Source information:
++++++
PR #28042, opened 2019-09-20
DQM: Remove Tags.

schneiml:
#### PR description:

In the olden days, _tags_ could be associated with `MonitorElement`s for whatever purposes.

I fail to see any usage of tags today, so we will not support this in the future, and this PR removes the API as well as the I/O support. 

#### PR validation:
Runs through a simple workflow.

Special care must be taken to make sure that nothing in AlCa breaks; the code compiles fine without any of the get-by-tag APIs, so I suspect that actually none are used, but the SiStrip modules used for AlCa are among the few modules actually tagging MEs.

### DIFF
--- a/DQM/HLXMonitor/src/HLXMonitor.cc
+++ b/DQM/HLXMonitor/src/HLXMonitor.cc
@@ -169,8 +169,6 @@ void HLXMonitor::SetupHists(DQMStore::IBooker &iBooker) {
     Set2Above[iWedge] =
         iBooker.book1D("Set2_Above", "HF+ Wedge " + wedgeNum.str() + ": Above Threshold 2 - Set 2", NBINS, XMIN, XMAX);
     ETSum[iWedge] = iBooker.book1D("ETSum", "HF+ Wedge " + wedgeNum.str() + ": Transverse Energy", NBINS, XMIN, XMAX);
-
-    iBooker.tagContents(monitorName_ + "/HFPlus/Wedge" + tempStreamer.str(), iWedge + 1);
   }
 
   if (NUM_HLX > 17) {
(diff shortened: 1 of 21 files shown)


schneiml:
please test

Dr15Jones:
+1

mmusich:
> Special care must be taken to make sure that nothing in AlCa breaks; the code compiles fine without any of the get-by-tag APIs, so I suspect that actually none are used, but the SiStrip modules used for AlCa are among the few modules actually tagging MEs.

what's the plan for validating this? Should this PR acquire alca signature?

schneiml:
@mmusich first, lets see what the fallout in the PR tests is. I am surprised I did not touch any AlCa code (probably that is a good sign), but it might not hurt to get input from their side.

In general, however, this should not affect any code that does not explicitly call any `*tag*` methods, so we should be fine.

schneiml:
The DQMHistoSizes seems to be rather confused, but that is probably nothing to worry about. The main difference in the comparison is removing all the tag objects (as expected), and an Unexpected change in `EgammaV`. That one will need a follow up.

schneiml:
Checking other comparisons, it looks like `EgammaV/ConversionValidator` is unstable in workflow 11634 in general.

It should probably be fixed/blacklisted.

That means this PR seems fine, unless there are any other concerns.

jfernan2:
+1

fabiocos:
@schneiml @jfernan2 I would say it is worthwhile to cross check with @christopheralanwest and @mmusich whether this is ok from their point of view, following your comments

fabiocos:
+1

No problem was reported from the checks by @mmusich and other Tracker experts

fabiocos:
@smuzaffar is the bot stuck?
++++++
Task brief: Using the listing above, please repeat every entry exactly.

Answer to this exercise:
PR #28042, opened 2019-09-20
DQM: Remove Tags.

schneiml:
#### PR description:

In the olden days, _tags_ could be associated with `MonitorElement`s for whatever purposes.

I fail to see any usage of tags today, so we will not support this in the future, and this PR removes the API as well as the I/O support. 

#### PR validation:
Runs through a simple workflow.

Special care must be taken to make sure that nothing in AlCa breaks; the code compiles fine without any of the get-by-tag APIs, so I suspect that actually none are used, but the SiStrip modules used for AlCa are among the few modules actually tagging MEs.

### DIFF
--- a/DQM/HLXMonitor/src/HLXMonitor.cc
+++ b/DQM/HLXMonitor/src/HLXMonitor.cc
@@ -169,8 +169,6 @@ void HLXMonitor::SetupHists(DQMStore::IBooker &iBooker) {
     Set2Above[iWedge] =
         iBooker.book1D("Set2_Above", "HF+ Wedge " + wedgeNum.str() + ": Above Threshold 2 - Set 2", NBINS, XMIN, XMAX);
     ETSum[iWedge] = iBooker.book1D("ETSum", "HF+ Wedge " + wedgeNum.str() + ": Transverse Energy", NBINS, XMIN, XMAX);
-
-    iBooker.tagContents(monitorName_ + "/HFPlus/Wedge" + tempStreamer.str(), iWedge + 1);
   }
 
   if (NUM_HLX > 17) {
(diff shortened: 1 of 21 files shown)


schneiml:
please test

Dr15Jones:
+1

mmusich:
> Special care must be taken to make sure that nothing in AlCa breaks; the code compiles fine without any of the get-by-tag APIs, so I suspect that actually none are used, but the SiStrip modules used for AlCa are among the few modules actually tagging MEs.

what's the plan for validating this? Should this PR acquire alca signature?

schneiml:
@mmusich first, lets see what the fallout in the PR tests is. I am surprised I did not touch any AlCa code (probably that is a good sign), but it might not hurt to get input from their side.

In general, however, this should not affect any code that does not explicitly call any `*tag*` methods, so we should be fine.

schneiml:
The DQMHistoSizes seems to be rather confused, but that is probably nothing to worry about. The main difference in the comparison is removing all the tag objects (as expected), and an Unexpected change in `EgammaV`. That one will need a follow up.

schneiml:
Checking other comparisons, it looks like `EgammaV/ConversionValidator` is unstable in workflow 11634 in general.

It should probably be fixed/blacklisted.

That means this PR seems fine, unless there are any other concerns.

jfernan2:
+1

fabiocos:
@schneiml @jfernan2 I would say it is worthwhile to cross check with @christopheralanwest and @mmusich whether this is ok from their point of view, following your comments

fabiocos:
+1

No problem was reported from the checks by @mmusich and other Tracker experts

fabiocos:
@smuzaffar is the bot stuck?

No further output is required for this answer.